Flat config only (ESLint 9+). The namespace is lemmascript; the rule id is lemmascript/no-forbidden-reach.

Try the demo

The repo (not the npm package) ships a sample layered project under examples/layered/ with a seeded laundered violation — ui/Button.ts → services/format.ts → db/client.ts, and no direct ui → db import.
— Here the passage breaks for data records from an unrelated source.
PR #1633, opened 2019-01-28
feat: secondary one slice

aronshamash:
- Secondary One Slice | wireframe only | mobile only
- https://nidigitalsolutions.jira.com/browse/REPLAT-5139
- note summary is using `summary125` which should be `summary250` according to https://docs.google.com/spreadsheets/d/1NBC-dOAGcF1sgfrkfFH7uslKG7eEU4o3n3Og5T1WNC8/edit#gid=1321391883. All the summary text lengths will come in a forthcoming PR.

### DIFF
--- a/packages/edition-slices/src/slices/index.js
+++ b/packages/edition-slices/src/slices/index.js
@@ -1,5 +1,3 @@
-import LeadOneFullWidthSlice from "./leadonefullwidth";
-import LeadOneAndOneSlice from "./leadoneandone";
-import SecondaryOneSlice from "./secondaryone";
-
-export { LeadOneFullWidthSlice, LeadOneAndOneSlice, SecondaryOneSlice };
+export { default as LeadOneFullWidthSlice } from "./leadonefullwidth";
+export { default as LeadOneAndOneSlice } from "./leadoneandone";
+export { default as SecondaryOneSlice } from "./secondaryone";
--- a/packages/edition-slices/src/slices/index.js
+++ b/packages/edition-slices/src/slices/index.js
@@ -1,4 +1,5 @@
 import LeadOneFullWidthSlice from "./leadonefullwidth";
 import LeadOneAndOneSlice from "./leadoneandone";
+import SecondaryOneSlice from "./secondaryone";
 
-export { LeadOneFullWidthSlice, LeadOneAndOneSlice };
+export { LeadOneFullWidthSlice, LeadOneAndOneSlice, SecondaryOneSlice };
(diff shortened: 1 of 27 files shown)


packages/edition-slices/src/tiles/secondary/index.js
```diff
@@ -0,0 +1,55 @@
...
+      leadAsset,
+      section,
+      shortHeadline,
+      summary125
+    }
+  }
+}) => (
+  <View>
+    <ArticleSummary
+      content={() => <ArticleSummaryContent ast={summary125} />}
```
nathggns: I wonder why article summary is implemented in such a way that you have to pass a function for each of these that doesn't seem to do anything.

packages/edition-slices/src/slices/index.js
```diff
@@ -1,4 +1,5 @@
 import LeadOneFullWidthSlice from "./leadonefullwidth";
 import LeadOneAndOneSlice from "./leadoneandone";
+import SecondaryOneSlice from "./secondaryone";
 
-export { LeadOneFullWidthSlice, LeadOneAndOneSlice };
+export { LeadOneFullWidthSlice, LeadOneAndOneSlice, SecondaryOneSlice };
```
nathggns: This file would be cleaner if it was just

```js
export { default as LeadOneFullWidthSlice } from "./leadonefullwidth";
export { default as LeadOneAndOneSlice } from "./leadoneandone";
export { default as SecondaryOneSlice } from "./secondaryone";
```

packages/edition-slices/src/tiles/index.js
```diff
@@ -1,4 +1,5 @@
 import PrimaryTile from "./primary";
+import SecondaryTile from "./secondary";
 
 // eslint-disable-next-line import/prefer-default-export
-export { PrimaryTile };
+export { PrimaryTile, SecondaryTile };
```
nathggns: Same comment as above with the `export { default as ... } from ...` pattern.

packages/edition-slices/src/tiles/secondary/index.js
aronshamash: for flexibility. See the use of the function in `related-articles` https://github.com/newsuk/times-components/blob/master/packages/related-articles/src/related-article-item.base.js#L127

packages/edition-slices/src/slices/index.js
aronshamash: agree will change

packages/edition-slices/src/tiles/index.js
aronshamash: agree again.

packages/edition-slices/src/tiles/secondary/index.js
jimhunty: There was a lot of conversation around this when it was first implemented. Frustrating that we didn't document why. But from what I remember, it was for Flexibility as @aronshamash says.

PR #1647, opened 2019-01-29
feat: REPLAT-4861 Integrate tex-layout and use for dropcaps

jmars:
Implements drop caps using the new text-layout utility library, no native dependencies are used so now dropcaps also work on IOS. This also lays the ground work for using the library for inline images and other text flowing components.

screenshot_20190129_130008


packages/article-paragraph/__tests__/android/__snapshots__/article-paragraph.android.test.js.snap
```diff
@@ -17,18 +17,107 @@ exports[`3. paragraph with a drop cap 1`] = `
...
-  >
-    his being Black History 
-  </Text>
-  <Text
-    selectable={true}
-  >
-    Month, last week was Politicians In Search Of An Eye-Catching Race-Related Policy Week.
+    This being Black History Month, last week was Politicians In Search Of An Eye-Catching Race-Related Policy Week.
   </Text>
+  <View>
```
tuncaulubilge: This looks a bit odd

package.json
```diff
@@ -6,7 +6,7 @@
   "main": "index.js",
   "engines": {
     "node": ">=8.10.0 <10",
-    "yarn": "1.12.3"
+    "yarn": ">=1.12.3"
```
tuncaulubilge: Let's keep this as a fixed version, as yarn had some inconsistencies in the previous upgrades a few times. We should do a separate pr if we want to bump to latest yarn

jmars: will revert this it was not meant to be committed, I just have yarn 1.13 locally

packages/article-paragraph/__tests__/android/__snapshots__/article-paragraph.android.test.js.snap
jmars: Looks like it is taking a snapshot before measurement finishes

jimhunty: I think a `sleep` is used elsewhere in tests. Feels unpredictable to me though.

package.json
jimhunty: `npx yarn@1.12.3`

packages/utils/src/text-layout/index.js
```diff
@@ -0,0 +1,178 @@
...
+  };
+};
+
+export const measureInline = elements => {
+  const els = [];
+  const promises = elements.map(
+    (el, i) =>
+      new Promise(resolve => {
+        els.push({
+          ...el,
```
nathggns: Have you considered using `React.cloneElement` instead? Just a more standardised way of cloning a component with updated props.

packages/utils/src/text-layout/index.js
```diff
@@ -0,0 +1,178 @@
...
+
+export const measureText = texts => {
+  const els = [];
+  const promises = texts.map(
+    (text, i) =>
+      new Promise(resolve => {
+        const key = String(i);
+        els.push(
+          <Text
+            {...text.props}
```
nathggns: Have you considered using `React.cloneElement` instead? Just a more standardised way of cloning a component with updated props.

packages/utils/src/text-layout/index.js
```diff
@@ -0,0 +1,178 @@
...
+    {children}
+  </View>
+);
+
+export const measureText = texts => {
+  const els = [];
+  const promises = texts.map(
+    (text, i) =>
+      new Promise(resolve => {
+        const key = String(i);
```
nathggns: As discussed, don't need to cast these to a string, just disable the lint rule for this file.

packages/utils/src/text-layout/formatter.js
```diff
@@ -0,0 +1,36 @@
...
+
+export const defaults = {
+  space: {
+    shrink: 9,
+    stretch: 6,
+    width: 3
+  }
+};
+
+export default words => ({
```
nathggns: Probably worth naming this function and then `export default name` or whatever just to make call stacks and debugging more clear

packages/article-paragraph/__tests__/shared.native.js
```diff
@@ -40,6 +40,11 @@ export default () => {
         );
 
         await delay(0);
+
+        callAllLayouts(testInstance);
+
+        await delay(0);
```
nathggns: Might be worth including these delays as part of the callAllLayouts function if they're necessary to be able to examine the results of it.

packages/article-paragraph/src/drop-cap.js
```diff
@@ -100,43 +94,46 @@ class DropCapParagraph extends Component {
...
-            >
-              {slicePoint > 0 ? text.slice(slicePoint).trim() : null}
-            </Text>
           </View>
         )}
-      </ResponsiveContext.Consumer>
-    );
+      </InlineElement>,
+      <Text selectable style={stylesThemedAndScaled.articleTextElement}>
+        {text.trim()}
```
nathggns: As discussed, this is an implementation detail and should be taken care of in the layout algorithm.

packages/utils/src/text-layout/index.js
```diff
@@ -0,0 +1,178 @@
...
+
+  const { elements: wordElements, results: wordsResults } = measureText(
+    splitEls
+  );
+  const {
+    elements: inlineElements,
+    results: inlineSizesResults
+  } = measureInline(inlines.map(el => el.props.children({})));
+
+  const results = new Promise(async resolve => {
```
nathggns: This is a bit weird… don't really need the new Promise constructor for this.

packages/utils/src/text-layout/index.js
```diff
@@ -0,0 +1,178 @@
...
+        } else {
+          result.push(node);
+        }
+      }
+      tolerance += 1;
+    }
+    const height = paragraph[0].height * lines;
+    return [result, height];
+  }
+  return undefined;
```
nathggns: This is unneeded.

packages/utils/src/screen.base.js
```diff
@@ -21,5 +20,4 @@ export const normaliseWidth = width => {
   return nWidth || acceptedWidths[acceptedWidths.length - 1];
 };
 
-export const screenWidth = isTablet =>
-  isTablet ? tabletWidth - tabletRowPadding : Dimensions.get("window").width;
+export const screenWidth = () => Dimensions.get("window").width;
```
jimhunty: This change will cause a lot of problems elsewhere. Has the full scope of this change been looked at from a styling perspective?

packages/utils/src/text-layout/align.js
```diff
@@ -0,0 +1,159 @@
+import React from "react";
```
jimhunty: `text-layout` should be a package in itself in my opinion.

packages/article-paragraph/src/drop-cap.js
```diff
@@ -1,94 +1,88 @@
...
+      text !== pText ||
+      dropCap !== pDropCap
+    ) {
+      // eslint-disable-next-line react/no-did-update-set-state
+      this.setState(
+        {
+          content: [],
+          height: null,
+          needsLayout: true,
+          screenWidth: Dimensions.get("window").width
```
jimhunty: Changes to screen width utility function but then not used here?

packages/utils/src/screen.base.js
jmars: Was a bad rebase, fixed now

PR #1654, opened 2019-02-01
refactor: tiles

tuncaulubilge:
- Created shared tile elements such as TileImage and TileSummary to minimise duplication between tiles
- Removed Secondary Tile as it's identical to primary on mobile breakpoint
- Renamed Tiles as TileA, TileB, TileC as discussed. The full definitions can be found in storybook
- Renamed Slice stories to include the tile names


packages/edition-slices/edition-slices.showcase.js
```diff
@@ -19,23 +19,23 @@ export default {
...
+      name: "Lead One Full Width (A)",
       type: "story"
     },
     {
       component: () => {
         const slice = mockLeadOneAndOneSlice();
         return <LeadOneAndOneSlice lead={slice.lead} support={slice.support} />;
       },
-      name: "Lead One And One",
+      name: "Lead One And One (AB)",
```
aronshamash: Showing the tiles used will have to change when we do tablet so either we do (Mobile - AB) or we leave it out?

packages/edition-slices/edition-tiles.showcase.js
```diff
@@ -1,47 +1,34 @@
...
 export default {
   children: [
     {
       component: () => {
         const slice = mockLeadOneFullWidthSlice();
-        return <PrimaryTile tile={slice.lead} withImage withSummaryMargins />;
+        return <TileA tile={slice.lead} />;
       },
-      name: "Primary (with image, with summary margins)",
+      name: "TileA (Bottom image, 35pt headline, no summary)",
```
aronshamash: Maybe we use the fontSize name from the styleguide config instead of `35pt headline` ?

packages/edition-slices/edition-slices.showcase.js
tuncaulubilge: Probably something like this -> (Mobile: AB Tablet:FG)

packages/edition-slices/edition-tiles.showcase.js
tuncaulubilge: The problem is, the slice font sizes and line heights don't really fit with our current styleguide. If you take a look in tileA's styles, I had to manually enter fontSize and lineHeight values as it's not the same font-lineheight mapping we had in articles.

Tablets will add even more sizes, so I don't want to start naming them "small - medium - large"

jimhunty: We shouldnt have any redundant font sizes out of the styleguide. We should work with design to either choose more appropriate ones, or name the new ones.

tuncaulubilge: Let's catch Matt next week and try to add more structure to the designs. We'll definitely need new font sizes for slices but it'd be nice to limit it to 5-6 new headline styles. (maybe a bit more due to extra breakpoints)

packages/edition-slices/edition-slices.showcase.js
nehasri89: yeah, that sounds about right

packages/edition-slices/edition-tiles.showcase.js
```diff
@@ -1,47 +1,34 @@
...
       type: "story"
     },
     {
       component: () => {
         const slice = mockSecondaryFourSlice();
-        return <SecondaryTileImageReversed tile={slice.secondary1} withImage />;
+        return <TileC tile={slice.secondary1} />;
       },
-      name: "SecondaryTileImageReversed",
+      name: "TileC (Top image, 22pt headline, no summary",
```
nehasri89: I think we can say `no teaser` rather than `no summary`. `no summary` to me indicate tile just an image

nehasri89:
nice one! LGTM apart from a very minor comment.

packages/edition-slices/edition-tiles.showcase.js
tuncaulubilge: You are right, I'll update it :+1: . In tpa, that bit is called "summary" but I guess it doesn't mean much to us or the business

packages/edition-slices/edition-tiles.showcase.js
aronshamash: yes we should be reusing and adding new ones to the styleguide.

PR #1656, opened 2019-02-01
spike: Add borders and elevation to slice layout

tuncaulubilge:
Do not merge, this is just for demo purposes.

This pr adds android specific card layout borders to slice layout without changing the tile itself. We would need an android style on each slice-layout, including different breakpoints.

From the repo root:

npm install

Run the rule in real ESLint:

npx eslint examples/layered/src --config examples/layered/eslint.config.ts
ui/App.ts     1:1  error  'ui' must not reach 'db' — laundered through: ui/App.ts → ui/Button.ts → services/format.ts → db/client.ts
ui/Button.ts  5:1  error  'ui' must not reach 'db' — laundered through: ui/Button.ts → services/format.ts → db/client.ts
✖ 2 problems (2 errors, 0 warnings)

See the side-by-side — the one-hop check passes while the verified reach check catches it:

npx tsx src/check.ts
  one-hop check (import/no-restricted-paths style) : pass  ← misses it
  reach check   (verified no-forbidden-reach)       : VIOLATION  ← caught

  laundered import chain (verified witness):
    ui/App.ts  →  ui/Button.ts  →  services/format.ts  →  db/client.ts

What's verified, what's trusted

Stated plainly — the proof governs the algorithm, not the I/O:

  • Verified (pure functions over the import graph, proved in LemmaScript → Dafny): the reachability decision and the witness chain — both sound and complete.
  • Trusted (the untrusted shell): import-graph extraction. The plugin parses each module's imports with the TypeScript compiler and resolves them; a missed edge (exotic dynamic import(expr), unusual path aliases) would be a false negative. Completeness is relative to the extracted graph — and that one trust assumption is named here, not papered over.

There is no "verified end-to-end" claim. What's proven is the part where the bugs hide: the traversal is exact, so the whole trust surface shrinks to a single auditable question — is the graph faithful? — instead of faithful and is the search correct and did a depth cap hide something?

Verify it yourself

npm run typecheck                  # the whole shell typechecks against the verified core
npm run verify                     # regenerate + Dafny-check core.verified.ts (needs Dafny + the LemmaScript toolchain)

Status

A LemmaScript case study, working end-to-end and published on npm. Flat-config only; the policy model is path-prefix zones (segment matching, no regex). Sharper extraction and more verified rules welcome.